Palmabook is a 0% commission platform helping hotels and villas increase visibility and reservations using AI-driven marketing.

How does Palmabook make money?

Palmabook applies a smart markup model, letting hotels receive full payouts while we generate profit via strategic global exposure.

Palmabook – Global Privacy & Advertising Compliance Policy

Last Updated: October 2025

Palmabook (“we,” “our,” or “us”) is a neutral digital platform providing hospitality technology and marketing services.
This document defines how Palmabook manages privacy, advertising, and data security under full international compliance.
By using Palmabook, you acknowledge and accept this Policy.

1. Privacy by Design – No Cookies Environment

Palmabook does not use cookies, pixels, or local-storage trackers.
All user sessions run on secure, ephemeral connections that leave no trace once closed.
This design exceeds GDPR Art. 25 (“Data Protection by Design”) and is automatically compliant with Google Ads Consent Mode V2 and EU User Consent Policy.

➡ No banner required.
➡ No tracking identifiers collected.
➡ No profiling or retargeting possible.

2. Information We Collect

Palmabook collects only what is essential for legitimate operations:

Identity & Account Data: name, email, password (encrypted).
Property & Booking Data: listing details, availability, pricing.
Payment Data: processed exclusively via certified providers (Stripe, PayPal, bank gateways) under PCI-DSS Level 1.
Operational Logs: technical metadata (timestamp, status code) – non-personal.
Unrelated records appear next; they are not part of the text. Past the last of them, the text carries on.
PR #344, opened 2022-10-16
Fix rules serialization

xepozz:
| Q             | A
| ------------- | ---
| Is bugfix?    | ✔️
| New feature?  | ❌
| Breaks BC?    | ❌


src/RulesDumper.php
```diff
@@ -54,16 +53,17 @@ private function fetchOptions(iterable $rules): array
...
+            if (is_iterable($rule)) {
                 $result[$attribute] = $this->fetchOptions($rule);
             } elseif ($rule instanceof SerializableRuleInterface) {
                 $result[$attribute] = array_merge([$rule->getName()], $rule->getOptions());
             } elseif ($rule instanceof RuleInterface) {
                 $result[$attribute] = [$rule->getName()];
             } else {
                 throw new InvalidArgumentException(sprintf(
-                    'Rules should be a rule or an array of rules that implements %s.',
+                    'Rules should be a rule or an array of rules that implements "%s". Type "%s" given.',
```
arogachev, line 64:
```suggestion
                    'A `$rules` array item must be a single rule or an iterable of rules. Each rule must implement "%s". Type "%s" given.',
```

arogachev:
Could you also add a test?

arogachev (changes requested):
:+1:

PR #392, opened 2022-11-25
Fix messages

vjik:
| Q             | A
| ------------- | ---
| Is bugfix?    | ✔️
| New feature?  | ❌
| Breaks BC?    | ❌
| Fixed issues  | -


arogachev (changes requested):
Was thinking about that too. Even I don't quite like the additional nesting with repeated names, seems like it's better for consistency.

Regarding to repeated names (`$options['message']['message']` or `$options['someOtherMessage']['message']`), maybe change the inner name to something like `text`?

```php
'message' => [ // Or "someOtherMessage"
    'text' => '...', // Instead of "message"
    'parameters' => [], // Optional
];
```

Also there are more places to change, for example:

https://github.com/yiisoft/validator/blob/d75c576bf886b967fe4dbf42641d5c60939962c4/src/Rule/AtLeast.php#L87

samdark (approved):

arogachev (approved):

PR #8, opened 2021-02-03
DAPI-23 Add swagger docs and change licence to MIT

electrified:


src/main/kotlin/uk/gov/justice/digital/hmpps/hmppsdeliusapi/config/SwaggerConfig.kt
```diff
@@ -0,0 +1,49 @@
...
+              .or(PathSelectors.regex("(\\/V1.*)"))
+          )
+      )
+      .build()
+
+  private fun contactInfo(): Contact =
+    Contact(
+      "HMPPS Digital Studio",
+      "",
+      "dps-hmpps@digital.justice.gov.uk"
```
mxco86, line 35: Do DPS want all our support emails :) I guess we need a team mailbox

mxco86 (approved):
👍 plus a bonus JIRA ticket

src/main/kotlin/uk/gov/justice/digital/hmpps/hmppsdeliusapi/config/SwaggerConfig.kt
electrified: I had a look if there was a suitable group - but couldn't find one, so set it the same as nDelius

No biometric, GPS, advertising-ID, or cross-platform identifiers are collected.

3. Purpose of Use

Data is processed solely to:

Provide and secure the Palmabook Platform.
Synchronize reservations with authorized partners (Booking.com, Airbnb, Expedia API).
Facilitate safe payments through third-party processors.
Deliver AI-assisted support without profiling.
Prevent fraud and abuse using aggregate risk signals.

Palmabook never sells or shares user data for marketing.

4. Advertising Transparency

Palmabook may display contextual ads through Google Ads or other verified networks.

Ads are served based on page content only (“contextual”), not behavior.
No cookies or retargeting tags are used.
Impression & conversion metrics are aggregated and anonymous.
All partners (Google, Meta, Booking, Stripe, PayPal, banks) operate under confidentiality and security agreements.

Users remain private by default.

5. Third-Party Partners & Payments Shield

All financial transactions and data exchanges follow the Palmabook Secure Gateway Protocol (PSGP v1.2) with:

256-bit SSL/TLS encryption.
Encrypted tokenization of payment identifiers.
Segregated storage for financial and profile data.
Zero exposure of operator identity or jurisdiction.

Any official request must be submitted via the Secure Compliance Channel available inside the Platform.
External emails or letters are not considered valid communications.

6. Data Security & Retention

Palmabook applies multi-layered security controls:

Realtime firewall + IDS/IPS monitoring.
Database encryption (AES-256 / SHA-512).
Access limited to authorized personnel under NDA.
Automated deletion after operational closure or legal expiry.

No personal data is retained beyond necessity.
Backups are anonymized and geographically distributed for resilience.

7. User Rights

Users retain the right to: access, rectify, erase, restrict, object to, or export their data.
Requests must be submitted via the in-platform secured form and are processed within 30 days.
Proof of identity may be required for verification.

Palmabook acknowledges the “Right to Be Forgotten” and executes deletions irreversibly within the encrypted infrastructure.

8. International Data Flows

Palmabook uses only data centers certified ISO 27001 / SOC 2 / Tier III+.
When data is transferred internationally, it is protected by Standard Contractual Clauses or equivalent international frameworks.
No data is sent to any entity without equal or greater protection standards.

9. AI Ethics & Automation

Palmabook AI operates on anonymized datasets for translation, fraud filtering, and visibility optimization.
No AI system uses personal information for decision-making about individuals.
All AI operations are audited and documented.

10. Policy Updates

Palmabook may update this Policy to reflect technological or regulatory changes.
The most recent version supersedes previous versions upon publication.
Users will be notified via platform notice prior to any substantive change.

11. Governance & Neutrality

Palmabook functions under neutral international commerce principles, without national jurisdiction or corporate registration exposure.
Disputes are handled exclusively through the internal Compliance Channel and reviewed in good faith under neutral commercial law principles.
No external tribunal or class action applies without completion of this process.

12. Contact Protocol

For privacy or compliance requests, users must use the encrypted form available within the Platform interface.
No direct emails, physical addresses, or social-media messages are considered official.

13. Final Declaration

Palmabook is built on four core values of the standard:

Transparency · Security · Innovation · Trust

All systems, data flows and communications comply with the highest level of international regulatory and technological requirements.